WHAT NEEDS TO BE DONE ::
Could you count the lines in the data that contain "PRIMARY"? Reply with the number only.
════
PR #4726, opened 2020-04-21
[PaxosLog] Part 3: Namespacing SqlitePaxosStateLog

jeremyk-91:
**Goals (and why)**:
- Allow multiple distinct sequences that are stored in the same SQLite instance.

- Add namespacing for our SQLite store: allow a string namespace to be taken in
- Provide a mapping from PaxosUseCases, clients and roles (acceptor or learner) to distinct string table identifiers for SQLite.
- Partially wire this mapping through to generate table names that would be appropriate for SQLite usage. _These would be wired into log creation in PaxosAcceptor or Learner._

Not much. Existing tests passing validate a lack of regressions here. Some extra tests around namespaces being distinct but also referenceable.

- `LocalPaxosComponents#createComponents()` is currently fragile - the mechanism we use in CentOS Migration for detecting if a client is original is whether it has a paxos data directory. We need to be careful with this.
- Is the wiring of clients correct, in that a `(paxosUseCase, client, paxosRole)` combination maps to a `paxosUseCase!client!paxosRole` table in SQLite? Could there ever be clashes?
- This creates a fair number of tables (basically with N clients 2N tables), though it keeps each table fairly small. There are alternatives: is this a reasonable design choice? Note that we don't plan on doing joins on these tables. I don't think it's that bad since we're still looking at <300 tables in general even at large deployments.

**Where should we start reviewing?**: PaxosStorageParameters


leader-election-impl/src/main/java/com/palantir/paxos/SqlitePaxosStateLog.java
```diff
@@ -30,26 +30,34 @@
...
+        SqlitePaxosStateLog<V> log = new SqlitePaxosStateLog<>(conn, logNamespace);
         log.initialize();
         return log;
     }
 
     private void initialize() {
-        executeVoid("CREATE TABLE IF NOT EXISTS paxosLog (seq BIGINT, val BLOB, CONSTRAINT pk_dual PRIMARY KEY (seq))");
+        executeVoid(
+                String.format(
+                        "CREATE TABLE IF NOT EXISTS %s (seq BIGINT, val BLOB, CONSTRAINT pk_%s PRIMARY KEY (seq))",
```
jkozlowski, line 51: Table per namespace, interesting.

leader-election-impl/src/main/java/com/palantir/paxos/SqlitePaxosStateLog.java
```diff
@@ -30,26 +30,34 @@
...
-    private SqlitePaxosStateLog(Supplier<Connection> connectionSupplier) {
+    private SqlitePaxosStateLog(Supplier<Connection> connectionSupplier, String logNamespace) {
         this.connectionSupplier = connectionSupplier;
+        this.logNamespace = logNamespace;
     }
 
-    public static <V extends Persistable & Versionable> PaxosStateLog<V> createInitialized(Supplier<Connection> conn) {
-        SqlitePaxosStateLog<V> log = new SqlitePaxosStateLog<>(conn);
+    public static <V extends Persistable & Versionable> PaxosStateLog<V> createInitialized(
+            Supplier<Connection> conn,
```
════
ANSWER BOX ::
2